As it turned out, I had a long wait for my interview, and I made it through most of the book. If it had been anything other than a sunny spring afternoon, I doubt the interview would have gone well at all. Suicide and murder, madness and despair, babies in coffins and grim stone-faced Lutherans. The images were haunting, and those conjured up by the simple matter-of-fact accounts even more so. This book haunted me.

Fast forward a year and a half, and I'm a first-year student at Hampshire. I walk into the bookstore and what do I see but Wisconsin Death Trip. I'm short on cash, but I buy it. I haven't really got a choice. Just about everyone who comes into my room gets to look at it. Fortunately, this is Hampshire College, so that probably helps my social life a bit.

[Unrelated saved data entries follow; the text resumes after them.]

PR #4365, opened 2020-02-20
[MLIR] Use sane utilities to handle environment variables.

ayzhuang:


src/ngraph/runtime/cache.cpp
```diff
@@ -15,21 +15,22 @@
...
 using namespace ngraph;
 using namespace std;
 
 // Constructor
 runtime::LRUCache::LRUCache()
 {
-    char* cache_size = getenv("NGRAPH_CACHE_SIZE");
-    if (cache_size == nullptr)
+    int32_t cache_size = getenv_int("NGRAPH_CACHE_SIZE");
+    if (cache_size <= 0)
```
nbpatel: shouldn't this be < 0  and not <=0? ....lets assume the user wants to set cache size of 0 and not use the cache...in this case it will set it to 1024

src/ngraph/runtime/cpu/cpu_call_frame.cpp
```diff
@@ -37,14 +38,14 @@ runtime::cpu::CPU_CallFrame::CPU_CallFrame(std::shared_ptr<CPU_ExternalFunction>
     , m_compiled_destroy_ctx_func(compiled_destroy_ctx_func)
     , m_compiled_function(compiled_function)
 {
-    const auto envConcurrency = std::getenv("NGRAPH_CPU_CONCURRENCY");
-    m_num_ctx = envConcurrency == nullptr ? 1 : std::atoi(envConcurrency);
+    const auto envConcurrency = getenv_int("NGRAPH_CPU_CONCURRENCY");
+    m_num_ctx = envConcurrency <= 0 ? 1 : envConcurrency;
```
nbpatel: same as above

src/ngraph/runtime/cpu/cpu_call_frame.cpp
```diff
@@ -234,14 +235,13 @@ void runtime::cpu::CPU_CallFrame::setup_runtime_context(Allocator* allocator)
...
-            std::getenv("NGRAPH_CPU_USE_TBB") != nullptr)
+        if (m_external_function->is_direct_execution() && getenv_bool("NGRAPH_CPU_USE_TBB"))
         {
             // For codegen mode, graph and global control are now part of the code generated
             // CPURuntimeContextCG class.
             ctx->G = new tbb::flow::graph;
-            const auto envParallelism = std::getenv("NGRAPH_INTER_OP_PARALLELISM");
-            const auto parallelism = envParallelism == nullptr ? 1 : std::atoi(envParallelism);
+            const auto envParallelism = getenv_int("NGRAPH_INTER_OP_PARALLELISM");
+            const auto parallelism = envParallelism <= 0 ? 1 : envParallelism;
```
nbpatel: same

src/ngraph/runtime/cpu/cpu_call_frame.cpp
ayzhuang: m_num_ctx can't be 0. We need at least 1 cpu runtime context. Should have checked it before.

src/ngraph/runtime/cpu/cpu_call_frame.cpp
ayzhuang: We are setting max_allowed_parallelism to parallelism. It can't be 0.

src/ngraph/runtime/cache.cpp
ayzhuang: @nbpatel I feel runtime::LRUCache::add_entry needs to be modified if we allow cache_size to be 0, WDYT?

Four years later, the Death Trip still holds a prominent place on my shelf. Every so often I take it out and open it, and inevitably I end up reading it cover to cover. This book is powerful, haunting, and above all else important. Uncomfortable as it may be, this is American history. This is a tale of the price we pay for progress. These are the souls who were caught in the gears of the machine.

In my time at Hampshire I had Mr. Lesy as a teacher. Towards the end of the semester, I asked him why he felt compelled to write this book. He told me that after looking through the images and articles used herein, that he realized that he was looking at "an American Holocaust." And that, he felt, was something that people needed to know about. I wholeheartedly agree.

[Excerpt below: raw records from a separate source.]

PR #4377, opened 2020-02-24
Move ops in ngraph::op namespace to ngraph::op::v0

rkimballn1:
Moved all v0 ops to the v0 namespace
Please set `Hide whitespace  changes` when doing this review since most of the changes are indenting.
image


src/ngraph/op/op_version_tbl.hpp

Pick up this book and you will not put it down.

My Favorite Book5
"The pictures you're about to see are of people who were once actually alive." So begins historian Michael Lesy's masterpiece - a by turns touching and disturbing examination of life and death in a small Wisconsin town during the final 15 years of the nineteenth century. Lesy stumbled across a cache of 30,000 glass plate images made by a local town photographer named Charley Van Schaick and spools of microfilm from the local newspaper - and combined the most compelling of these images and newspaper excerpts to create a vivid examination of Victorian prairie life. Although there are numerous post-mortem memorial photographs to add morbid appeal to the book, the newspaper and insane asylum excerpts are what I find absolutely enthralling. If ever anyone tries to suggest to you that times were better "before", you might want to refer them to these matter-of-fact tales of murder, suicide, insanity, and lethal pestilence. Death was a constant threat and entire families of 6 children could be wiped out by diptheria in a matter of days. It's no wonder that so many were driven to suicide: the depth of despair that these people must have gone through is at times palpable.

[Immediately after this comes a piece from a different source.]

PR #4379, opened 2020-02-25
[ONNX] Add dynamic shapes support for expand op

mbencer:


src/ngraph/runtime/gpu/unit_test.manifest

To give you an idea of the sort of macabre fascinations you can find in these olde newspapers, here are some excerpts:
"The 60 year old wife of a farmer in Jackson, Washington County, killed herself by cutting her throat with a sheep shears"
"Mrs. James Baty... died suddenly of a hemorrhage of the lungs. She leaves a husband, her family of 6 children having died of diptheria last summer"
"Mrs. John Larson... drowned her 3 children in Lake St. Croix during a fit of insanity... Mrs. Larson imagines that devils pursue her"
And my personal favorite:
"Mrs. Carter... was taken sick at the marsh last week and fell down, sustaining internal injuries which have dethroned her reason. She has been removed to her home here and a few nights since arose from her bed and ran through the woods... A night or two after she was found trying to strangle herself with a towel... It is hoped the trouble is only temporary and that she may soon recover her mind"
You don't see entries like that in newspapers anymore!!